- What is required:
Beginning at the line containing "- I train a" in the material below and ending at the line containing "Anyway, we will", return each line exactly and add nothing.

------------------------------------------------

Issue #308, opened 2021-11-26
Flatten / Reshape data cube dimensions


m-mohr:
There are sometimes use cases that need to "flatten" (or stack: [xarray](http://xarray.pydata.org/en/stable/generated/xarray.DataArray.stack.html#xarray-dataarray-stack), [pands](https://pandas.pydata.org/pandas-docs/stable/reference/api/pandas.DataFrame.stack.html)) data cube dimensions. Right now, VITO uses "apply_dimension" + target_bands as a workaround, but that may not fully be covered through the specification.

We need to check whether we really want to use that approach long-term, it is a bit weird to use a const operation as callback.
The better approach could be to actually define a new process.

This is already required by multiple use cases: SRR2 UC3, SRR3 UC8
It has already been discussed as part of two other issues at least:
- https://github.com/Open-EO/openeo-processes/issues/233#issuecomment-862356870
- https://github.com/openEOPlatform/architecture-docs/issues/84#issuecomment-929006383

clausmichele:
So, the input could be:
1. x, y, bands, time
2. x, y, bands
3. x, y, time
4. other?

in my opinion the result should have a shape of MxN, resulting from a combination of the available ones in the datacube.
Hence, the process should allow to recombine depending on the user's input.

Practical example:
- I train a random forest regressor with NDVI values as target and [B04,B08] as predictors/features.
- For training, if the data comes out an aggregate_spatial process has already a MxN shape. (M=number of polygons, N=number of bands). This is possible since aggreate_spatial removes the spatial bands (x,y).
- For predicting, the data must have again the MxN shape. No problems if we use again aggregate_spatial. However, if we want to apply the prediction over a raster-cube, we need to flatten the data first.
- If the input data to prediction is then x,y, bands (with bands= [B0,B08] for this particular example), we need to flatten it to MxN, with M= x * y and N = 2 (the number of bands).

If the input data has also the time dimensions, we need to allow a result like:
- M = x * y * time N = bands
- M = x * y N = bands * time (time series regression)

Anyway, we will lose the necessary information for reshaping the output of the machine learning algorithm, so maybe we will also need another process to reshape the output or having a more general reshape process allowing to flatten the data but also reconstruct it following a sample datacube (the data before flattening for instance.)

------------------------------------------------

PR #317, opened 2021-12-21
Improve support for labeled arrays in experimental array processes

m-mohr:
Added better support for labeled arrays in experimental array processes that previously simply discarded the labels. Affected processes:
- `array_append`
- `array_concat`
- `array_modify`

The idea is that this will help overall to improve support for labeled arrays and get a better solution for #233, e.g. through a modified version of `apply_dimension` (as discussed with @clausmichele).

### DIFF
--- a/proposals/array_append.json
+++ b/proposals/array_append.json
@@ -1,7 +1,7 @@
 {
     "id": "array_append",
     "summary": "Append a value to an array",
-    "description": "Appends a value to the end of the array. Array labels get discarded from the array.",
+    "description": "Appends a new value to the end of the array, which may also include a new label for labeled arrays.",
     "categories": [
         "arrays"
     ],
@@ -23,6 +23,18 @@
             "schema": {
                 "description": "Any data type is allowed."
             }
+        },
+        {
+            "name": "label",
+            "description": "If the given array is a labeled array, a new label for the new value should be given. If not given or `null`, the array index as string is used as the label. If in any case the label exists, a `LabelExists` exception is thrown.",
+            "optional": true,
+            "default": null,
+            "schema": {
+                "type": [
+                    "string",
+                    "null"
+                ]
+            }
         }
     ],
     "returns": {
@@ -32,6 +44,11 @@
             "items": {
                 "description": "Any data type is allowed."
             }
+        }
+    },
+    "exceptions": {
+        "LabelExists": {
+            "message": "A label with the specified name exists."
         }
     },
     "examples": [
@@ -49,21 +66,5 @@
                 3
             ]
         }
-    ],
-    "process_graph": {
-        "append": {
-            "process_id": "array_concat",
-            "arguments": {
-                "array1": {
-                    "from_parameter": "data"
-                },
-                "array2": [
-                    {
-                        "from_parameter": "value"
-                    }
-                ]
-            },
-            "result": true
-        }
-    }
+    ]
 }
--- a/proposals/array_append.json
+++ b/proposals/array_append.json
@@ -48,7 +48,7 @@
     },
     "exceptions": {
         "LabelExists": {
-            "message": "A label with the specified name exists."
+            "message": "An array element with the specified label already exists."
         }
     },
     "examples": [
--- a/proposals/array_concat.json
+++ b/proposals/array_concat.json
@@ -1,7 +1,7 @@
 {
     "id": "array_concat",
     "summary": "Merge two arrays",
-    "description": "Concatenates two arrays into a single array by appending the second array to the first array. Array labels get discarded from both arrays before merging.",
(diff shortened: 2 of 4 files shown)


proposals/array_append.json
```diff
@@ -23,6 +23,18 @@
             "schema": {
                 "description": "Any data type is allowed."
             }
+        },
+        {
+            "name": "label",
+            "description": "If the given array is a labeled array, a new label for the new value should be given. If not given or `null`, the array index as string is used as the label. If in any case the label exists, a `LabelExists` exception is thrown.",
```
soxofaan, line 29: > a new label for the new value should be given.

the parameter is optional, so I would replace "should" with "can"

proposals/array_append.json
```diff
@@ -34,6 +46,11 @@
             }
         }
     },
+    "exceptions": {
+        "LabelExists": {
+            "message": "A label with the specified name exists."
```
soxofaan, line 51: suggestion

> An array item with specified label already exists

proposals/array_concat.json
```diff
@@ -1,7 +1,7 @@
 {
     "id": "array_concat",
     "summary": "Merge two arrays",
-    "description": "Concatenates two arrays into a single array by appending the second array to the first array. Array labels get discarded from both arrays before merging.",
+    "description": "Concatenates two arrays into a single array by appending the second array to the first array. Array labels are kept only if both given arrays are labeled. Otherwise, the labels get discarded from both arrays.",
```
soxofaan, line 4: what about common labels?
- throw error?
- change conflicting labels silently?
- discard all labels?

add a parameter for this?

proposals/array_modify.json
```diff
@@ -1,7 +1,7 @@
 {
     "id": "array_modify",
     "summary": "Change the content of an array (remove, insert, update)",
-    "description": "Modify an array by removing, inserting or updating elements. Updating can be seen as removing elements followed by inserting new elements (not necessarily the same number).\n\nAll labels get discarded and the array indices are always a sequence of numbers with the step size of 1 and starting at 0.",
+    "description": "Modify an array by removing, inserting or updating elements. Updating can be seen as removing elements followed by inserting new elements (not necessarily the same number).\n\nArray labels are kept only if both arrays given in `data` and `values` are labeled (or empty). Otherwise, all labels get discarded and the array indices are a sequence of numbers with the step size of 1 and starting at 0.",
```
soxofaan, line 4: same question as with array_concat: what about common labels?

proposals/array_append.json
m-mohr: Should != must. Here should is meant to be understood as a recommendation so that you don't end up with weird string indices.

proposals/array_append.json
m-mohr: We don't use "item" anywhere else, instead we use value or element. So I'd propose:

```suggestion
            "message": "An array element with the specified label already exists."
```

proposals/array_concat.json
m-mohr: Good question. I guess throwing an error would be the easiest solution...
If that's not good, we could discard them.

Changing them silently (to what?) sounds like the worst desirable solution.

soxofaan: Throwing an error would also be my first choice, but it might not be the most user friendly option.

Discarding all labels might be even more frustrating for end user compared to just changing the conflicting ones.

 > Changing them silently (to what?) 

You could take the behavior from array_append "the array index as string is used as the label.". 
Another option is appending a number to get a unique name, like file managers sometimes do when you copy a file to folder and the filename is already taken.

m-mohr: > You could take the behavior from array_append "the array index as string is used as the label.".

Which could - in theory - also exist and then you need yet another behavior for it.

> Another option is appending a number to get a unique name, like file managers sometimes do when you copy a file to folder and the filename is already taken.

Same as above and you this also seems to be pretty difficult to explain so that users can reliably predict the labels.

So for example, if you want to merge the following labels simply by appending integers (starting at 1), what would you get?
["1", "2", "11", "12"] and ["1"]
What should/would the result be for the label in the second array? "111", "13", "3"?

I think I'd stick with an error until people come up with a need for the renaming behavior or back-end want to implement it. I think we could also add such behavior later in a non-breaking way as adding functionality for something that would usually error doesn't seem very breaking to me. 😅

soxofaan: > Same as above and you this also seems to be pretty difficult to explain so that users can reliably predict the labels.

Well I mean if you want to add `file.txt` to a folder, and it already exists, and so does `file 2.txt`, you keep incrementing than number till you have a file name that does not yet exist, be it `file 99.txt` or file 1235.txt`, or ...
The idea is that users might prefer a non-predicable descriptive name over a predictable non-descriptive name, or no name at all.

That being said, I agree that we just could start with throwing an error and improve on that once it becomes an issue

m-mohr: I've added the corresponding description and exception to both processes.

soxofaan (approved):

------------------------------------------------

- Task solution:
- I train a random forest regressor with NDVI values as target and [B04,B08] as predictors/features.
- For training, if the data comes out an aggregate_spatial process has already a MxN shape. (M=number of polygons, N=number of bands). This is possible since aggreate_spatial removes the spatial bands (x,y).
- For predicting, the data must have again the MxN shape. No problems if we use again aggregate_spatial. However, if we want to apply the prediction over a raster-cube, we need to flatten the data first.
- If the input data to prediction is then x,y, bands (with bands= [B0,B08] for this particular example), we need to flatten it to MxN, with M= x * y and N = 2 (the number of bands).

If the input data has also the time dimensions, we need to allow a result like:
- M = x * y * time N = bands
- M = x * y N = bands * time (time series regression)

Anyway, we will lose the necessary information for reshaping the output of the machine learning algorithm, so maybe we will also need another process to reshape the output or having a more general reshape process allowing to flatten the data but also reconstruct it following a sample datacube (the data before flattening for instance.)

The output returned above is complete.